From the Research
For patients with Wellens syndrome, a high-risk ECG pattern indicating critical LAD stenosis, switching from aspirin plus clopidogrel to aspirin plus ticagrelor is generally recommended when the patient is diagnosed with acute coronary syndrome (ACS), as supported by the most recent and highest quality study 1.
Key Considerations
- The standard approach would be to administer a loading dose of ticagrelor 180 mg followed by 90 mg twice daily, while continuing aspirin 81 mg daily, as ticagrelor provides more rapid, potent, and consistent platelet inhibition compared to clopidogrel 2.
- This switch should occur as soon as possible after diagnosis, ideally before or immediately after coronary angiography, with no washout period required when switching from clopidogrel to ticagrelor 3.

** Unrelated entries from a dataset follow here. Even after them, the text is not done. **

PR #504, opened 2026-09-17
feat: add Amplitude.untrackPlayer to stop tracking a Media3 player

ianmeyer:
Apps need a way to end Streaming Analytics on a Media3 player immediately (for example before `release()`), and terminal Stream Stopped events were racy: async `stop()` could overlap a re-track, and plugin teardown could drop delayed events because the enrichment plugin is removed before `teardown()` runs.

### Describe the solution
* Add `Amplitude.untrackPlayer(player)`. The player is already held with a `WeakReference`, so this is optional for leaks and only needed for an immediate terminal stream/ad stop.
* `PlayerBinding.stop()` owns `finishPlayback` on a parentless cleanup scope; `stopAndJoin()` only joins that job, so cancelling `untrackPlayer` or the graph cannot abort the terminal event.
* Factory mutex serializes detach vs getOrCreate; `detachAll()` closes the factory so teardown cannot open a new session afterward.
* Teardown routes delayed events into `storagePipeline` (honoring `optOut`) and flushes uploads, because the plugin is already off the timeline.

* `./gradlew build -x test && ./gradlew test ktlintCheck apiCheck`
* Unit tests covering untrack, detach/re-track ordering, cancelled detach still emitting Stream Stopped, teardown opt-out, and orphan unregister.

### Checklist

---

> [!NOTE]
> **Medium Risk**
> Changes async player attach/detach, terminal event delivery, and plugin teardown ordering; mistakes could drop or mis-route Stream Stopped events, though coverage targets ordering, cancellation, and teardown routing.
> 
> **Overview**
> Adds **`Amplitude.untrackPlayer(player)`** so apps can end Streaming Analytics on a Media3 player immediately (e.g. before `release()`), emitting a terminal **Stream Stopped** with `stop_reason` **untracked** when a session is open. **`trackPlayer`** and **`untrackPlayer`** are serialized with a global mutex so they apply in call order even though both run asynchronously.
> 
> **Player lifecycle** changes: **`PlayerBindingFactory`** uses a coroutine mutex, **`detach` / `detachAll`**, and a **closed** flag so teardown cannot open new sessions after drain. **`PlayerBinding.stop()`** runs terminal cleanup on a parentless scope and **`stopAndJoin()`** waits for that job so cancelling the caller cannot drop the stop event.
> 
> **Plugin teardown** routes stream **DelayedEvent**s through **`StreamTracker.routeDelayedEvents`** into **`storagePipeline`** (with opt-out and Before-plugin enrichment) because the enrichment plugin is removed from the timeline before **`teardown()`** runs, then flushes uploads.
> 
> <sup>Reviewed by [Cursor Bugbot](https://cursor.com/bugbot) for commit b3fb2603896962ff3ea23d6abc1449f9d3f8a0ba. Bugbot is set up for automated code reviews on this repo. Configure [here](https://www.cursor.com/dashboard/bugbot).</sup>


streaming-analytics-android/src/main/kotlin/com/amplitude/android/TrackPlayer.kt
```diff
@@ -30,14 +35,40 @@ public fun Amplitude.trackPlayer(
...
+ * Safe to call more than once.
+ *
+ * ```
+ * amplitude.untrackPlayer(exoPlayer)
+ * exoPlayer.release()
+ * ```
+ */
+@AmplitudePreview
+public fun Amplitude.untrackPlayer(player: Player) {
+    amplitudeScope.launch(amplitudeDispatcher) {
```
polbins: It seems both track/untrack use the same `Dispatchers.IO` so it could have an ordering race. Could we ensure the call order is respected here?

streaming-analytics-android/src/main/kotlin/com/amplitude/android/streaming/internal/player/PlayerBinding.kt
```diff
@@ -92,12 +94,17 @@ internal class PlayerBinding internal constructor(
...
 
-    fun stop() {
-        if (!stopped.compareAndSet(false, true)) return
+    /**
+     * Starts the terminal stop once and returns a job completing when its events are tracked.
+     *
+     * The stop runs on a scope of its own, independent of both the graph and the caller, so
+     * cancelling either cannot leave a stream session without its Stream Stopped.
+     */
+    fun stop(): Job {
```
polbins, line 103: should we wrap this with `runCatching`?

ianmeyer: I'll look. I think real work is pretty much inside the try/catch.

streaming-analytics-android/src/main/kotlin/com/amplitude/android/TrackPlayer.kt
ianmeyer: Sure. I ignored this previously as not really a race we expect to impact us, but I can make it more robust.

streaming-analytics-android/src/main/kotlin/com/amplitude/android/streaming/internal/player/PlayerBinding.kt
ianmeyer: I don't think there's value in wrapping this further

streaming-analytics-android/src/main/kotlin/com/amplitude/android/TrackPlayer.kt
ianmeyer: addressed

polbins (approved):

Issue #62, opened 2019-01-18
Resolve polymorphic resource before typecasting the attributes in Util::Persistence initializer


mihaimuntenas:
Using polymorphic resources, the expectation one has is that the child resources can define additional attributes and relations (as per tasks in employee_directory example), whilst still using the base resource to create them - using appropriate payload.

Unfortunately this will not work for attributes as the Util::Persistence in the initializer typecasts the attributes  before resolving the `@resource` to the child resource; in which case the typecast fails because the attribute is only defined by the child resource.

Should resolving the `@resource` happen before the attributes typecast?
Code from line 19->24 be before `@attributes.each_pair` at line 15?

https://github.com/graphiti-api/graphiti/blob/ae91899884f0a0e2a42d0290e8c5d8f3a7dcc343/lib/graphiti/util/persistence.rb#L19

mihaimuntenas:
PR: https://github.com/graphiti-api/graphiti/pull/63

mihaimuntenas:
PR merged; closing.

PR #63, opened 2019-01-18
Fix Issue #62

mihaimuntenas:
Resolve polymorphic child resource before typecasting attributes.

### DIFF
--- a/lib/graphiti/util/persistence.rb
+++ b/lib/graphiti/util/persistence.rb
@@ -12,15 +12,15 @@ class Graphiti::Util::Persistence
     @relationships = relationships
     @caller_model  = caller_model
 
-    @attributes.each_pair do |key, value|
-      @attributes[key] = @resource.typecast(key, value, :writable)
-    end
-
     # Find the correct child resource for a given jsonapi type
     if meta_type = @meta[:type].try(:to_sym)
       if @resource.type != meta_type && @resource.polymorphic?
         @resource = @resource.class.resource_for_type(meta_type).new
       end
+    end
+
+    @attributes.each_pair do |key, value|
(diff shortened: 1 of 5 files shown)


richmolj:
Looks great, thanks for this PR ❤️ Do you think you could add a test?

richmolj:
I'm actually trying to leave the Util classes more or less private, and instead test the real-world functionality. I think we could do this in [polymorphic_resource_spec.rb](https://github.com/graphiti-api/graphiti/blob/master/spec/polymorphic_resource_spec.rb) or [polymorphism_spec.rb](https://github.com/graphiti-api/graphiti/blob/master/spec/polymorphism_spec.rb), what do you think?

mihaimuntenas:
Well, my issue showed up only when the Persistence instance was created, before it was run, from within the Resource ... 
I also checked a bit the Resource.build, to build a derived resource through the base one, but the resulting Proxy, had the Resource of the base type, not of the derived type (which is somehow in line with ActiveRecord). In the end, the not-persisted object of the base resource can be transformed to a different derived one (eg: initialize a CreditCard with Visa attributes, you should still be able to change it to a MasterCard - the actual "locking" of the type should be done upon persistence).
Given this, that the actual polymorphic class is determined within the Persistence and not upon building the Resource, made me implement the spec on Persistence, rather than Resource.

mihaimuntenas:
I also added some specs for the public API.
Though, even if the Persistance class should be private API, I would still keep the specs for that - as the actual determination is done there and the issue (sequence of operations) was within the initializer of the Persistence class.

richmolj:
Works for me, thanks a bunch! ❤️

PR #66, opened 2019-01-19
Assign correctly on string/integer mismatch

richmolj:
Occasionally there's the scenario where the PK and FK have a
string/integer mismatch. The most common is with Remote Resources,
where the local API has an integer FK but the remote API has a string PK
(because all ids in JSONAPI are strings).

### DIFF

- Ticagrelor is preferred over clopidogrel in ACS because it translates to better clinical outcomes, including reduced cardiovascular mortality, although it is associated with increased non-CABG-related bleeding risk and dyspnea 4.
Important Contraindications and Precautions
- Contraindications include history of intracranial hemorrhage, active pathological bleeding, severe hepatic impairment, and concomitant use of strong CYP3A inhibitors or inducers 2.
- Patients should be counseled to take ticagrelor exactly as prescribed and not to discontinue without consulting their physician due to the high risk of stent thrombosis or recurrent cardiac events 5.
Clinical Decision Making
- The decision to switch from aspirin plus clopidogrel to aspirin plus ticagrelor should be based on individual patient characteristics, including the risk of bleeding and myocardial ischemia, as well as the potential benefits of more potent platelet inhibition 1.
- Clinicians should carefully weigh the benefits and risks of ticagrelor therapy and consider alternative strategies, such as switching to prasugrel or using a shorter duration of dual antiplatelet therapy, in patients with high bleeding risk or other contraindications 4.